Task directions: Search the entries below for "based" and copy each matching line.

Input data Block Start

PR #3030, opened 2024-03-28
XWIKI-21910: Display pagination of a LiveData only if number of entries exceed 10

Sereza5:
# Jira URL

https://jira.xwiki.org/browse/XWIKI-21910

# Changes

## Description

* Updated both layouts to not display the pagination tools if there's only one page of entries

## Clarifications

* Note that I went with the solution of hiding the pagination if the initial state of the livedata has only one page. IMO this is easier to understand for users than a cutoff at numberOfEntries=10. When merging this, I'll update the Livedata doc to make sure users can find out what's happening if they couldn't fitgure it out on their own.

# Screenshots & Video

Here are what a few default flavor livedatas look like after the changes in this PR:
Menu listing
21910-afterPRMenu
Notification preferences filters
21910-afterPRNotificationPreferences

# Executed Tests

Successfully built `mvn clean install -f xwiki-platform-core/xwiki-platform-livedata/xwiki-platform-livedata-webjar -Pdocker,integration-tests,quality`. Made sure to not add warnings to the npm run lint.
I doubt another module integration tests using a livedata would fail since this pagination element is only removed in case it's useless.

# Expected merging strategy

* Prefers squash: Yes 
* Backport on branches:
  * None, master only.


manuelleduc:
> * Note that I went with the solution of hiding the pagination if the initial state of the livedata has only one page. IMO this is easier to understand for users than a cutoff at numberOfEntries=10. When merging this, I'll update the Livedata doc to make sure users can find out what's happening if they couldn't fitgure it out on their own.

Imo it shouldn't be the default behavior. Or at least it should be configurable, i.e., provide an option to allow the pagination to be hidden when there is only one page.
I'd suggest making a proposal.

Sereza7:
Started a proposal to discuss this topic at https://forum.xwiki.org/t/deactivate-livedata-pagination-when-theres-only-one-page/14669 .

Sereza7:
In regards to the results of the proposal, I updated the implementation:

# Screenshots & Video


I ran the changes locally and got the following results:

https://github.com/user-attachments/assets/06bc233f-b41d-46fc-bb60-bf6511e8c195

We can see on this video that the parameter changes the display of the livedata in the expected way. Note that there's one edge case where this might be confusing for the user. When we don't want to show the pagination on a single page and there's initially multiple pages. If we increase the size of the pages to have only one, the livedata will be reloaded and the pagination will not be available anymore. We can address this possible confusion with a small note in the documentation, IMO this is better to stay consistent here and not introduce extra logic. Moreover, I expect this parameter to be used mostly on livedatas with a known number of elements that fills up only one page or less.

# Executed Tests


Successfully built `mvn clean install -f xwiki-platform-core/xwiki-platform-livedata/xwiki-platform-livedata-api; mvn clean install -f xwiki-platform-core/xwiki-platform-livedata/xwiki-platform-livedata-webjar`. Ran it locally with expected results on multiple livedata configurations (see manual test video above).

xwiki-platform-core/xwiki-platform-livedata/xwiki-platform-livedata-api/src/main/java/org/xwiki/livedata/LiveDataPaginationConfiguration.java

Input data Block End
Input data Block Start

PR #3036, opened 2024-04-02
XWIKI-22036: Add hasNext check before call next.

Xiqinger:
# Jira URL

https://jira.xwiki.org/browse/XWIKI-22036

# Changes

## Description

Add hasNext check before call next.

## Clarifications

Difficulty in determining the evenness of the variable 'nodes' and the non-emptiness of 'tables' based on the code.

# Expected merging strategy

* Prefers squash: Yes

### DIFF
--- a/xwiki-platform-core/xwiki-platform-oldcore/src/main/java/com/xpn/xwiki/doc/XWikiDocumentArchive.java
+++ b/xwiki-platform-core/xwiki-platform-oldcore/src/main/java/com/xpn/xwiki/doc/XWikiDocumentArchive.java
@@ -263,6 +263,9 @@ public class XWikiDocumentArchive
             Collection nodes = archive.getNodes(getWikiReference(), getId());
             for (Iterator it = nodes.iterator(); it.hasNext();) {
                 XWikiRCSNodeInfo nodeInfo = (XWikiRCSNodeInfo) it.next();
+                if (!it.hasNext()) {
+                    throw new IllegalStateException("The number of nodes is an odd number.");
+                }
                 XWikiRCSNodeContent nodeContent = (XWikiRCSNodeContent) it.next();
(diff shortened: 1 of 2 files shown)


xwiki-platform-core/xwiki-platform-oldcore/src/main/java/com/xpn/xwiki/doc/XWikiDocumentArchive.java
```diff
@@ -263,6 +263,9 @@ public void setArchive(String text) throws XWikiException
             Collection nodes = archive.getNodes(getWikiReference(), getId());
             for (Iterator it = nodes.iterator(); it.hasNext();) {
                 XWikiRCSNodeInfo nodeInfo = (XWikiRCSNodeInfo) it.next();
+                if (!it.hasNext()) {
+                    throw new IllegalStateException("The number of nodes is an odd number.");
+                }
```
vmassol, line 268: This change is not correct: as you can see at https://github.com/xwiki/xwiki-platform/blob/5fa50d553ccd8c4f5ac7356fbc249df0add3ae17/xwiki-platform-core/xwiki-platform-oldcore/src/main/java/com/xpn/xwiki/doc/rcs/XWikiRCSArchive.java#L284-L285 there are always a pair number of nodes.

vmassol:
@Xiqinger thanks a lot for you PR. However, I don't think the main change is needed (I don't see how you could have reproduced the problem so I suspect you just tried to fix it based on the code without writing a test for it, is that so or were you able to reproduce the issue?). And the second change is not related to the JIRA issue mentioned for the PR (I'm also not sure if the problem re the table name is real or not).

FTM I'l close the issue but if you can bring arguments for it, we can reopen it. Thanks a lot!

Input data Block End

Answer:
Difficulty in determining the evenness of the variable 'nodes' and the non-emptiness of 'tables' based on the code.
@Xiqinger thanks a lot for you PR. However, I don't think the main change is needed (I don't see how you could have reproduced the problem so I suspect you just tried to fix it based on the code without writing a test for it, is that so or were you able to reproduce the issue?). And the second change is not related to the JIRA issue mentioned for the PR (I'm also not sure if the problem re the table name is real or not).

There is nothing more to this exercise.